Authentication types

The Public APIs directory uses five standardized authentication labels. Each API listing shows exactly which authentication method is required.

No authentication

These APIs require no authentication at all - you can start making requests immediately without registering or obtaining credentials.

How it works

Simply make HTTP requests to the API endpoint. No headers, keys, or tokens required.

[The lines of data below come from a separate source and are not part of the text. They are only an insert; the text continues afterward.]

PR #1620, opened 2020-06-08
Remove navigatedFromBackOrForwardButton helper

tw4l:
Remove misc.js helper function that was accidentally included following squash and merge of https://github.com/artefactual/archivematica/pull/1618, which included a fix for Chrome DataTable bug that happened when a user navigated to Archival Storage from an AIP detail page via their browser's back button.


ross-spencer (approved):
LGTM! :+1: 

goldblum recycles

PR #1624, opened 2020-06-29
Enable reindexing of indices from packages in Storage Service

tw4l:
This PR introduces a new management task `rebuild_aip_index_from_storage_service.py` for reindexing AIPs from packages in the Storage Service, and adds a `--reindex-from-storage-service` flag to `rebuild_transfer_backlog.py` which enables the same for Transfers. Collectively, these changes allow for reindexing from any non-deleted Transfers and AIPs/AICs in the Storage Service, including those stored in encrypted storage locations.

Both tasks poll the Storage Service API to determine which packages should be indexed, filtering out deleted packages and those not associated with the specified origin pipeline (defaulting to the current pipeline if a value is not provided).

`rebuild_aip_index_from_storage_service.py` downloads a copy of the AIP METS file (and the AIC METS file, for AICs) into a temporary directory and uses that locally downloaded METS file for reindexing. I've made this its own task as there were substantial enough changes with the existing task that it seemed to warrant being separated, but I would be happy to merge them together if that is preferred. 

`rebuild_transfer_backlog.py`, when called with the  `--reindex-from-storage-service` flag, downloads a copy of each transfer package from the Storage Service into a temporary directory, uses that locally downloaded copy to index the transfer, and then immediately deletes the local copy when it is no longer needed.

These tasks are slower than the existing indexing tasks and could be made more efficient. The reasons for the performance hit seem to be that:
* Although `rebuild_aip_index_from_storage_service.py` downloads the METS file and not the whole AIP, the Storage Service decrypts the entire package by moving a copy of the package to an internal Storage Service location in order to support downloading this one file.
* It would likely be more efficient (assuming more performant decryption for downloading individual files, if the issue described immediately above is fixed) to download the transfer METS file and use that as the source of information for indexing rather than downloading the entire transfer, like how AIPs are handled. This would require modifying the indexing functions for transfers in `elasticSearchFunctions.py` to support reading from a transfer METS file for information about files with a transfer rather than walking the transfer directory.

This PR also introduces a few helper functions in `archivematicaFunctions.py`, `fileOperations.py`, and `storageService.py` to support the new changes,

Fixes https://github.com/archivematica/issues/issues/734 (however, some problems also noted in that issue, such as not being able to arrange and create a SIP from encrypted transfers in the Arrangement tab, are still outstanding as they are not directly related to reindexing and should be addressed in separate issues. I will create those issues as needed as a follow-up to creating this PR and link them below).

Related to https://github.com/archivematica/Issues/issues/1228

### DIFF
--- a/src/archivematicaCommon/lib/archivematicaFunctions.py
+++ b/src/archivematicaCommon/lib/archivematicaFunctions.py
@@ -34,14 +34,18 @@ import pprint
 import re
 from uuid import uuid4
 
+try:
+    from pathlib import Path
+except ImportError:
+    from pathlib2 import Path
+
 import scandir
 import six
 from lxml import etree
 from main.models import DashboardSetting
-from namespaces import NSMAP
+from namespaces import NSMAP, xml_find_premis
 
 from amclient import AMClient
-
 
 REQUIRED_DIRECTORIES = (
     "logs",
@@ -59,6 +63,23 @@ MANUAL_NORMALIZATION_DIRECTORIES = [
 ]
 
 AMCLIENT_ERROR_CODES = (1, 2, 3, 4, -1)
+
+# Package UUID suffix is a single dash followed by a UUID v4 with hyphens.
+PACKAGE_UUID_SUFFIX_LENGTH = 37
+
+# Package extension constants here are copied from Storage Service's
+# storage_service.common.utils module.
+COMPRESS_EXTENSION_7Z = ".7z"
+COMPRESS_EXTENSION_BZIP2 = ".bz2"
+COMPRESS_EXTENSION_GZIP = ".gz"
+
+COMPRESS_EXTENSIONS = (
+    COMPRESS_EXTENSION_7Z,
+    COMPRESS_EXTENSION_BZIP2,
+    COMPRESS_EXTENSION_GZIP,
+)
+
+PACKAGE_EXTENSIONS = (".tar",) + COMPRESS_EXTENSIONS
 
 
 def get_setting(setting, default=""):
@@ -434,3 +455,105 @@ def find_transfer_path_from_ingest(transfer_path, shared_path):
         return path
 
     raise Exception("Transfer directory not physically found")
+
+
+def find_aic_mets_filename(mets_root):
+    """Find name of AIC METS file within AIP METS document.
+
+    :param mets_root: AIP METS document root.
+
+    :returns: AIC METS filename or None.
+    """
+    return xml_find_premis(
+        mets_root, "mets:fileSec/mets:fileGrp[@USE='metadata']/mets:file/mets:FLocat"
+    ).get("{" + NSMAP["xlink"] + "}href")
+
+
+def find_aip_dirname(mets_root):
+    """Find name of AIP directory within AIP METS document.
+
+    :param mets_root: AIP METS document root.
+
+    :returns: AIP dirname or None.
+    """
+    return xml_find_premis(mets_root, "mets:structMap/mets:div").get("LABEL")
+
+
+def find_aips_in_aic(aic_root):
+    """Find extent of AIPs in AIC within AIC METS document.
+
+    :param aic_root" AIC METS document root.
+
+    :returns: Count of AIPs in AIC or None.
+    """
+    extent = xml_find_premis(
+        aic_root,
+        "mets:dmdSec/mets:mdWrap/mets:xmlData/dcterms:dublincore/dcterms:extent",
+    )
+    try:
+        return re.search("\d+", extent.text).group()
+    except AttributeError:
+        return None
+
+
+def package_name_from_path(current_path, remove_uuid_suffix=False):
+    """Return name of package without file extensions from current path.
+
+    This helper works for all package types (e.g. transfer, AIP, AIC).
+
+    :param current_path: Current path to package.
+    :param remove_uuid_suffix: Optional boolean to additionally remove
+    UUID suffix.
+
+    :returns: Package name minus any file extensions.
+    """
+    path = Path(current_path)
+    name, chars_to_remove = path.name, 0
+    if remove_uuid_suffix is True:
+        chars_to_remove = PACKAGE_UUID_SUFFIX_LENGTH
+    for suffix in reversed(path.suffixes):
+        if suffix not in PACKAGE_EXTENSIONS:
+            break
+        chars_to_remove += len(suffix)
+    # Check if we have characters to remove to avoid accidentally
+    # returning an empty string with name[:-0].
+    if not chars_to_remove:
+        return name
+    return name[:-chars_to_remove]
+
+
+def relative_path_to_aip_mets_file(uuid, current_path):
+    """Return relative path to AIP METS file.
+
+    :param uuid: AIP UUID.
+    :param current_path: Current path to AIP.
+
+    :returns: Relative path to AIP METS file.
+    """
+    package_name_without_extensions = package_name_from_path(current_path)
+    mets_name = "METS.{}.xml".format(uuid)
+    mets_path = "{}/data/{}".format(package_name_without_extensions, mets_name)
+    return mets_path
+
+
+def filter_packages_by_status_and_pipeline(
+    package_list, valid_statuses=("UPLOADED", "DEL_REQ"), pipeline_uuid=None
+):
+    """Filter packages by status and origin pipeline.
+
+    :param package_list: List of package info returned by Storage
+    Service (list).
+    :param valid_statuses: Acceptable statuses for filter (tuple).
+    :param pipeline_uuid: Acceptable pipeline UUID for filter (str).
+
+    :returns: Filtered package list.
+    """
+    if pipeline_uuid is None:
+        pipeline_uuid = get_dashboard_uuid()
+    origin_pipeline = "/api/v2/pipeline/{}/".format(pipeline_uuid)
+    return [
+        package
+        for package in package_list
+        if package["status"] in valid_statuses
+        and package["origin_pipeline"] == origin_pipeline
+    ]
--- a/src/archivematicaCommon/tests/test_archivematica_functions.py
+++ b/src/archivematicaCommon/tests/test_archivematica_functions.py
@@ -4,7 +4,7 @@ from __future__ import absolute_import
 import bagit
 from mock import patch
 
-from archivematicaFunctions import get_bag_size, walk_dir
+import archivematicaFunctions as am
 
 
 def test_get_bag_size(tmpdir):
@@ -22,7 +22,7 @@ def test_get_bag_size(tmpdir):
     # Assertions
     with patch("archivematicaFunctions.os") as mock_os:
         # Test returned value against expected
-        size = get_bag_size(bag, bag_dir.strpath)
+        size = am.get_bag_size(bag, bag_dir.strpath)
         assert size == int(size_oxum.split(".")[0])
         # Verify directory was not walked
         mock_os.path.getsize.assert_not_called()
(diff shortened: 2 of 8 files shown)


tw4l:
Related recently-created issues:
* https://github.com/archivematica/Issues/issues/1244
* https://github.com/archivematica/Issues/issues/1245
* https://github.com/archivematica/Issues/issues/1246
* https://github.com/archivematica/Issues/issues/1247

src/archivematicaCommon/lib/archivematicaFunctions.py
```diff
@@ -434,3 +455,61 @@ def find_transfer_path_from_ingest(transfer_path, shared_path):
...
+    name, chars_to_remove = path.name, 0
+    if remove_uuid_suffix is True:
+        chars_to_remove = PACKAGE_UUID_SUFFIX_LENGTH
+    for suffix in reversed(path.suffixes):
+        if suffix not in PACKAGE_EXTENSIONS:
+            break
+        chars_to_remove += len(suffix)
+    # Check if we have characters to remove to avoid accidentally returning an
+    # empty string with name[:-0].
+    if not chars_to_remove > 0:
```
replaceafill:
```suggestion
    if not chars_to_remove:
```

src/archivematicaCommon/lib/archivematicaFunctions.py
```diff
@@ -434,3 +455,61 @@ def find_transfer_path_from_ingest(transfer_path, shared_path):
...
+
+    :returns: Relative path to AIP METS file.
+    """
+    package_name_without_extensions = package_name_from_path(current_path)
+    mets_name = "METS.{}.xml".format(uuid)
+    mets_path = "{}/data/{}".format(package_name_without_extensions, mets_name)
+    return mets_path
+
+
+def filter_packages(package_list, pipeline_uuid=None):
```
replaceafill: The call to this function from `rebuild_transfer_backlog.py` which doesn't have a comment explaining that this will filter out packages with `DELETED` status is a bit unclear. Maybe it could be renamed to `filter_deleted_packages` or pass an iterable explicitly with the status you want to filter out?

src/archivematicaCommon/tests/test_archivematica_functions.py
```diff
@@ -40,10 +40,42 @@ def test_get_bag_size_bag_missing_oxum(tmpdir):
...
+        },
+    ]
+    for test_package in test_packages:
+        current_path = test_package["current_path"]
+
+        package_name = am.package_name_from_path(current_path)
+        assert package_name == test_package["package_name"]
+
+        package_name_without_uuid = am.package_name_from_path(
+            current_path, remove_uuid_suffix=True
```
replaceafill, line 84: Is it worth adding a test case with `remove_uuid_suffix=False`?

src/dashboard/src/main/management/commands/rebuild_transfer_backlog.py
```diff
@@ -166,22 +188,70 @@ def populate_data(self, es_client, transfer_backlog_dir):
...
+                )
+            except storageService.Error:
+                self.error(
+                    "Transfer {} not indexed. Unable to download from Storage Service.".format(
+                        transfer_uuid
+                    )
+                )
+                continue
+            # Transfers are downloaded as .tar files, so we extract files before indexing.
+            extract_package(local_package, temp_backlog_dir)
```
replaceafill: Should potential errors in the extraction be handled here?

src/dashboard/src/main/management/commands/rebuild_transfer_backlog.py
```diff
@@ -166,22 +188,70 @@ def populate_data(self, es_client, transfer_backlog_dir):
...
+            local_package_sans_extension = am.package_name_from_path(local_package)
```
replaceafill: Do you think `_without_` might be clearer than `_sans_`?

src/dashboard/src/main/management/commands/rebuild_aip_index_from_storage_service.py
```diff
@@ -0,0 +1,326 @@
...
+        # Ignore elasticsearch-py logging events unless they're errors.
+        logging.getLogger("elasticsearch").setLevel(logging.ERROR)
+        logging.getLogger("archivematica.common").setLevel(logging.ERROR)
+
+        # Verify ES is accessible
+        try:
+            es.setup_reading_from_conf(django_settings)
+            es_client = es.get_client()
+        except ElasticsearchException:
+            self.error("Error: Elasticsearch may not be running")
```
replaceafill: Is it worth logging the exception like `rebuild_transfer_backlog.py` does?

src/dashboard/src/main/management/commands/rebuild_aip_index_from_storage_service.py
```diff
@@ -0,0 +1,326 @@
...
+        aips_in_aic = None
+        if is_aic is True:
+            aips_in_aic = get_aips_in_aic(package_info, mets_download_path, temp_dir)
+
+        package_name = am.package_name_from_path(
+            package_info["current_path"], remove_uuid_suffix=True
+        )
+
+        if delete_before_reindexing is True:
+            es.delete_aip(es_client, uuid)
```
replaceafill, line 269: Is it worth logging which package is about to be deleted like `rebuild_elasticsearch_aip_index_from_files.py` does?

src/dashboard/src/main/management/commands/rebuild_transfer_backlog.py
```diff
@@ -70,11 +77,17 @@ def add_arguments(self, parser):
             "--transfer-backlog-dir", default=self.DEFAULT_TRANSFER_BACKLOG_DIR
         )
         parser.add_argument("--no-prompt", action="store_true")
+        parser.add_argument("--reindex-from-storage-service", action="store_true")
```
replaceafill: Not sure if it's already planned in the scope of this project, but maybe it's worth filing a documentation issue about updating the `Rebuild the indexes` section of the docs to include these new arguments.

src/dashboard/src/main/management/commands/rebuild_transfer_backlog.py
```diff
@@ -166,22 +188,70 @@ def populate_data(self, es_client, transfer_backlog_dir):
...
-                    size = walk_dir(str(transfer_dir))
+                    size = am.walk_dir(str(transfer_dir))
                 _import_pipeline_dependant_transfer(
                     self, es_client, self.stdout, transfer_dir, transfer_uuid, size
                 )
             processed += 1
         self.success("{} transfers indexed!".format(processed))
 
+    def populate_data_from_storage_service(self, es_client, pipeline_uuid):
+        """Populate data in search indices and/or database from files temporarily downloaded from Storage Service.
```
replaceafill: This might require further discussion but I think the introduction of `black` has changed what we consider long lines. Docstrings and comments are also a bit special. and [pep8 has](https://www.python.org/dev/peps/pep-0008/#id19):

> ... it is okay to increase the line length limit up to 99 characters, provided that comments and docstrings are still wrapped at 72 characters.

replaceafill (commented):
@tw4l I think this is on the right track and I really like the METS approach. I think most of my comments don't require significant changes.

However, although I agree with you that the new functionality is substantial enough to have its own command, I think the duplication of code between the new task and `rebuild_elasticsearch_aip_index_from_files` will make maintenance harder.

The `get_aips_in_aic` functions for example have some common functionality. Or the parsing of common arguments (`--delete` and `--delete-all`), and the initial part of the `handle` method (where Elasticsearch is tested and the `--delete-all` argument is handled). Do you think it's worth extracting some of these? Or maybe file an issue and do it later?

src/archivematicaCommon/lib/archivematicaFunctions.py
tw4l: I refactored the function a bit and renamed it to `filter_packages_by_status_and_pipeline`, which I think makes it clearer.

src/archivematicaCommon/tests/test_archivematica_functions.py
tw4l: Agreed and done.

src/dashboard/src/main/management/commands/rebuild_transfer_backlog.py
tw4l: Good catch -  I didn't realize that the 72 character limit was strict for docstrings and comments. I've reworked this docstring and the others so that they wrap at 72 characters.

tw4l:
Hi @replaceafill - thank you for taking a look at this, and for the helpful suggestions. I think I've addressed your comments in the follow-up commits, including pulling out some of the task setup and shared `get_aips_in_aic` logic into shared helpers as requested to help with maintenance. I also added code in `rebuild_aip_index_from_storage_service.py` to delete METS files immediately after indexing to avoid any potential disk space issues, and renamed the `--reindex-from-storage-service` flag to just `--from-storage-service` to make it a little less unwieldy. Please let me know if you'd like to see any further changes.

src/dashboard/src/main/management/commands/rebuild_transfer_backlog.py
tw4l: Yes, good point!

src/archivematicaCommon/lib/archivematicaFunctions.py
```diff
@@ -496,11 +536,15 @@ def relative_path_to_aip_mets_file(uuid, current_path):
     return mets_path
 
 
-def filter_packages(package_list, pipeline_uuid=None):
-    """Filter out deleted packages and packages from other pipelines.
+def filter_packages_by_status_and_pipeline(
+    package_list, valid_statuses=["UPLOADED", "DEL_REQ"], pipeline_uuid=None
```
replaceafill: Even though the function doesn't mutate `valid_statuses` I think it's worth to use a `tuple` for default arguments. Alternatively you could use `None` and then set its initial value. See https://docs.python-guide.org/writing/gotchas/#mutable-default-arguments

src/dashboard/src/main/management/commands/rebuild_transfer_backlog.py
replaceafill: This stills assumes extraction worked, correct?

I was wondering what would happen if the `subprocess.call` fails with a return code other than `0`. Should we at least log that?

src/dashboard/src/main/management/commands/rebuild_transfer_backlog.py
```diff
@@ -248,8 +257,16 @@ def populate_data_from_storage_service(self, es_client, pipeline_uuid):
                         transfer_uuid,
                         transfer["size"],
                     )
+                    transfer_indexed = True
             shutil.rmtree(temp_backlog_dir)
-            processed += 1
+            if transfer_indexed is True:
```
replaceafill:
```suggestion
            if transfer_indexed:
```

replaceafill (approved):
Thank you @tw4l! LGTM :+1:

src/dashboard/src/main/management/commands/rebuild_transfer_backlog.py
replaceafill: I noticed you filed https://github.com/archivematica/Issues/issues/1254 Thanks!

src/dashboard/src/main/management/commands/rebuild_transfer_backlog.py
tw4l: Yes, good point! I had taken a more indirect route of throwing an error when the directory expected to be extracted wasn't present, but you're right that it would be better to explicitly check the return code. I will add that before merging.

src/archivematicaCommon/lib/archivematicaFunctions.py
tw4l: TIL!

Examples from the directory

Cat Facts - Daily cat facts
curl https://cat-fact.herokuapp.com/facts
Dogs - Dog pictures from Stanford Dogs Dataset
curl https://dog.ceo/api/breeds/image/random
Bored - Random activity suggestions
curl https://www.boredapi.com/api/activity
Axolotl - Axolotl pictures and facts
curl https://theaxolotlapi.netlify.app/
CoinGecko - Cryptocurrency prices and market data
curl https://api.coingecko.com/api/v3/ping

Best for

  • Learning and experimentation
  • Prototyping and demos
  • Public data that doesn’t require rate limiting
  • Side projects and hobby apps

Limitations

  • Often have stricter rate limits
  • May have limited features compared to authenticated access
  • No usage tracking or analytics
  • Can’t be customized for your use case

Choosing the right authentication level

For learning and prototyping

Start with No auth APIs - they’re the fastest way to get started and learn API concepts without setup overhead.

For production apps

Prefer apiKey or OAuth APIs. They offer:
  • Higher rate limits
  • Better reliability
  • Usage analytics
  • Support options
  • SLA guarantees (for paid tiers)

For user integrations

Use OAuth when you need to:
  • Access user data from other services
  • Perform actions on behalf of users
  • Connect multiple accounts

Security best practices

  • Store keys in environment variables, not in code
  • Use secret management tools (AWS Secrets Manager, HashiCorp Vault)
  • Never commit keys to Git repositories
  • Add .env to .gitignore
  • Rotate keys periodically
  • Always use HTTPS endpoints when available
  • Prefer APIs that support HTTPS (check the HTTPS column)
  • HTTP transmits keys in plain text - avoid for sensitive data
  • Respect API rate limits
  • Implement exponential backoff for retries
  • Cache responses when appropriate
  • Monitor your usage
  • Never trust API responses blindly
  • Validate data types and formats
  • Sanitize data before displaying to users
  • Handle errors gracefully

Rate limits and quotas

Most APIs enforce rate limits to prevent abuse:
  • No auth APIs: Usually 100-1000 requests/hour
  • apiKey APIs: Often 1000-10,000+ requests/day on free tier
  • OAuth APIs: Varies by provider and permission scopes
Always check the API documentation for specific limits.